PR #273, opened 2023-01-21
Stage config.json as config.json.example

### LINKED ISSUE #275: Remove "config.json" as a tracked respository file, rename to "config.json.example" to highlight the config file requires manual config.
`git pull`  replaces config.json with the example config by default.
`git pull` should not replace config.json and the provided config.json should be labelled as an example
Renaming config.json and removing the tracking of the file from git allows for a persistant configuration between updates of master without needing to copy/replace the configured config.json file.
Cant see anything in the build / install files as discussed in #273 as been problematic or altering to the config.json file.

See #273.

For a **new** user basing on that commit the following update workflow is functional:
1. git clone https://github.com/Team-Silver-Sphere/SquadJS.git
2. Copy config.json.example to config.json
3. configure config.json
4. install with yarn install
5. (optional) git rm config.json (tells git to ignore the newly created file, possibly mandatory if your git blocks the next pull due to un-commited changes, ie it finds a new file you haven't told it about with git add \<file\> for some reason)
6. run with node index.js

Same steps as previous with the additional step of acknowledging the shipped config file is unconfigured and needs manual intervention.

Once installed the follow workflow can be used to update the install from git without dropping config & run the tool:
1. git pull (no longer replaces config.json because its called called config.json.example upstream)
2. yarn install
3. node index.js

### Additional Info
Add any other info or screenshots about the feature request here.
I've had this in my live branch for a few updates cycles and its functional
Added @ https://github.com/Team-Silver-Sphere/SquadJS/commit/c825cf1241e46c29b612464caa79380d04ecdd3b

Since then i've updated twice (thanks ect0s) and rebased against master, config.json has persisted the entire time.

DrKittens:
Alteration of the config.json filename shipped with the project will allow users to update with `git pull` without overwriting a configured `config.json` file.

Additionally adds a section with "updating" steps to the readme for use for people running from a clone of the repo not the release version.


werewolfboy13 (changes requested):
This will not work, rejecting changes. There is jobs that will overwrite this. Also if you are doing changes templates must be updated.

werewolfboy13:
Look at the build commands.

werewolfboy13:
Will close this out unless you are willing to provide a better system. This change does not have a point as cron jobs will overwrite this. Make a issue ticket if you want first. Will be willing to reconsider this at a future time. 

This change will require alot more changes to work.

PR #274, opened 2023-01-21
Improve tank detection in layer data

fantinodavide:


werewolfboy13:
So I am the pipeline maintainer, what is the use case again for this?

fantinodavide:
The regex `/tank/` is used to determine if a vehicle is a tank, but was also matching other vehicles whose icon is "map_jeep_antitank"

werewolfboy13:
Have we checked that no tanks will be missed with this change? I can check the SDK output if needed.

image

ect0s (approved):
This Looks correct to me, 

I did pull down the layers.json and run a few grep expressions on it. Without this fix, we do collide on jeep_antitank. 

And with the fix it appears to be correct. 

The only edge case, would be if the "icon" type is mislabeled on a vehicle which would be upstream in the wiki code. 
```
cat _tank.txt | sort | uniq -c
    415             "icon": "map_tank",
cat tank.txt | sort | uniq -c
    194             "icon": "map_jeep_antitank",
    415             "icon": "map_tank",
```

werewolfboy13 (approved):

PR #396, opened 2020-10-19
Added ISR11 hotfix

mengruts:


apps/cadence_spectre/build_spectre.sh
```diff
@@ -16,7 +16,7 @@ install_required_packages()
         sudo yum -y install ksh
```
xpillons, line 16: Do you need to call sudo on each installation line ? can't you just call the script in sudo instead ?

xpillons (approved):

PR #400, opened 2020-10-20
Removed sudo

mengruts:


mengruts:
@xpillons I removed sudo, and will fix other cadence scripts later on. Thanks.

xpillons (approved):

PR #403, opened 2020-10-21
Beeond 7.2

xpillons:
- upgrade to beeond 7.2
- added test matrix on HC, HB, HBv2
- removed PBS from the tests
- fix image version to 7.7.2020062600


garvct (approved):
Looks good to me.

PR #408, opened 2020-10-30
Updated run_ring_osu_bw.sh (health_checks)

garvct:
-update compiler version.
-update mvapich2 version.


xpillons (approved):
this is good , however there is a full set of script to run OSU BW in apps/osu supporting PBS and SLURM. It would be better to add mvapich2 support in them if any of interest

PR #413, opened 2020-11-09
beeond build fix, ibverbs API changed

GNSSYSTEMS-anla:


xpillons:
@garvct what do you think about this fix ?

garvct:
I attempted to build BeeOND with this modification on HBv2 (OpenLogic:CentOS-HPC :7.7:latest) (version 2020100700).

I got the following error

Building beegfs client module
/opt/beegfs/src/client/client_module_7/build/../source/common/net/sock/ibv/IBVSocket.c: In function ‘__IBVSocket_cleanupCommContext’:
/opt/beegfs/src/client/client_module_7/build/../source/common/net/sock/ibv/IBVSocket.c:714:24: error: void value not ignored as it ought to be
       int destroyRes = ib_destroy_cq(commContext->sendCQ);
                        ^
/opt/beegfs/src/client/client_module_7/build/../source/common/net/sock/ibv/IBVSocket.c:728:24: error: void value not ignored as it ought to be
       int destroyRes = ib_destroy_cq(commContext->recvCQ);
                        ^
make[3]: *** [/opt/beegfs/src/client/client_module_7/build/../source/common/net/sock/ibv/IBVSocket.o] Error 1
make[3]: *** Waiting for unfinished jobs....

What Azure HPC SKU's and OS version did you test this on?

Also, I think it would be a good idea (if you get this working) to put a check for the OFED version. i.e if ofed >= 5.1 then modify code.   You can easily get the ofed version using ofed_info -d

ofed_info -d
MLNX_OFED_LINUX-**5.1**-0.6.6.0:

Thanks.

GNSSYSTEMS-anla:
i used 5.1-2.4.6.0, i will add an if for that, also for the beegfs version. this was the only combination that worked for me at all.

garvct:
Thanks, can you also tell me what OS Version you were testing on (did you use a marketplace image or build your own custom image?)

GNSSYSTEMS-anla:
i used also OpenLogic:CentOS-HPC :7.7:latest and applied the changes here, because 7.8 was not available yet (maybe it is now) https://github.com/Azure/azhpc-images/tree/master/centos/centos-7.x/centos-7.8-hpc

PR #417, opened 2020-11-11
Install steps are now idempotent

edwardsp:
A marker is created **on each VM** when an install step is completed successfully.  It will only run if the marker is not present.

This has been tested with simple_hpc_pbs and works for scaling up the compute pool (manual steps are required to scale down).

Note: all logs are **appended to**.  This means that the output for previous successful runs will also be shown.  When the marker is detected it is reflected in the output.


xpillons (approved):
good for me

PR #420, opened 2020-11-17
Update run_ring_osu_bw_hpcx_pbs.sh

JonShelley:
Added the memory request. Useful if cgroups are enabled in PBS


garvct (approved):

═══

* Task details *
Using the records above, find and show each line with the string "destroyRes".

* Written reply *
       int destroyRes = ib_destroy_cq(commContext->sendCQ);
       int destroyRes = ib_destroy_cq(commContext->recvCQ);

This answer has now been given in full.